PR #327, opened 2021-04-30
Refactor app data service to return runtime objects

rossf7:

This refactors the app data service to return runtime objects and aligns it with the cluster data service. 
This is prep for adding the `kubectl gs get apps` command.

```sh
$ go run main.go validate apps -n ni0t5

NAMESPACE   NAME                           VERSION   RESULT
ni0t5       cert-exporter                  1.6.1     n/a: app has no values schema
ni0t5       cert-manager                   2.4.3     0 errors
ni0t5       chart-operator                 2.13.0    n/a: app has no values schema
ni0t5       cluster-autoscaler             1.19.2    n/a: app has no values schema
ni0t5       coredns                        1.4.1     n/a: app has no values schema
ni0t5       external-dns                   2.3.0     0 errors
ni0t5       kiam                           1.7.1     n/a: app has no values schema
ni0t5       kube-state-metrics             1.3.1     n/a: app has no values schema
ni0t5       metrics-server                 1.2.2     n/a: app has no values schema
ni0t5       net-exporter                   1.9.3     n/a: app has no values schema
ni0t5       nginx-ingress-controller-app   1.16.1    1 error
ni0t5       node-exporter                  1.7.2     n/a: app has no values schema

$ go run main.go validate app -n ni0t5 nginx-ingress-controller-app -o report

Validated 1 app across 1 namespace

ni0t5 [1 app, 1 error]
  nginx-ingress-controller-app:
    controller.admissionWebhooks.enabled - Invalid type. Expected: boolean, given: string - wrong

$ go run main.go validate apps -n ni0t5 missing-app

Error: Apps.application.giantswarm.io "missing-app" not found
exit status 1
```

### DIFF
--- a/pkg/app/get.go
+++ b/pkg/app/get.go
@@ -1,1 +1,0 @@
-package app
--- a/pkg/app/validate.go
+++ b/pkg/app/validate.go
@@ -2,16 +2,17 @@ package app
 
 import (
 	"context"
+	"fmt"
 	"io/ioutil"
 	"net/http"
 	"path"
 
+	applicationv1alpha1 "github.com/giantswarm/apiextensions/v3/pkg/apis/application/v1alpha1"
+	"github.com/giantswarm/microerror"
 	"github.com/xeipuuv/gojsonschema"
 	"sigs.k8s.io/yaml"
 
-	applicationv1alpha1 "github.com/giantswarm/apiextensions/v3/pkg/apis/application/v1alpha1"
-	"github.com/giantswarm/microerror"
-
+	"github.com/giantswarm/kubectl-gs/pkg/data/domain/app"
 	appdata "github.com/giantswarm/kubectl-gs/pkg/data/domain/app"
 	appcatalogdata "github.com/giantswarm/kubectl-gs/pkg/data/domain/appcatalog"
 	"github.com/giantswarm/kubectl-gs/pkg/helmbinary"
@@ -53,15 +54,24 @@ func (s *Service) validateByName(ctx context.Context, name, namespace string, cu
 		Name:      name,
 	}
 
-	app, err := s.appDataService.Get(ctx, options)
-	if err != nil {
+	appResource, err := s.appDataService.Get(ctx, options)
+	if app.IsNotFound(err) {
+		return nil, microerror.Maskf(notFoundError, fmt.Sprintf("An app '%s/%s' cannot be found.\n", options.Namespace, options.Name))
+	} else if err != nil {
 		return results, microerror.Mask(err)
 	}
 
-	valuesSchema, schemaValidationResult, err := s.validateApp(ctx, *app, customValuesSchema)
+	var appCR *applicationv1alpha1.App
+
+	switch a := appResource.(type) {
+	case *app.App:
+		appCR = a.CR
+	}
+
+	valuesSchema, schemaValidationResult, err := s.validateApp(ctx, appCR, customValuesSchema)
 	if err != nil {
 		results = append(results, &ValidationResult{
-			App:          *app,
+			App:          appCR,
 			ValuesSchema: "",
 			Err:          microerror.Mask(err),
 		})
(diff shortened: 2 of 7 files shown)


pkg/app/get.go
```diff
@@ -1 +0,0 @@
-package app
```
rossf7, line 1: Just dropping this file since it's empty.

pkg/app/validate.go
```diff
@@ -82,22 +92,33 @@ func (s *Service) validateByName(ctx context.Context, name, namespace string, cu
...
 	var err error
 
-	options := appdata.ListOptions{
+	options := appdata.GetOptions{
 		Namespace:     namespace,
 		LabelSelector: labelSelector,
 	}
 
-	apps, err := s.appDataService.List(ctx, options)
+	appResource, err := s.appDataService.Get(ctx, options)
```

**What is needed**.
Filter the records above and return every line that holds the word "func".

**Written reply**.
@@ -53,15 +54,24 @@ func (s *Service) validateByName(ctx context.Context, name, namespace string, cu
@@ -82,22 +92,33 @@ func (s *Service) validateByName(ctx context.Context, name, namespace string, cu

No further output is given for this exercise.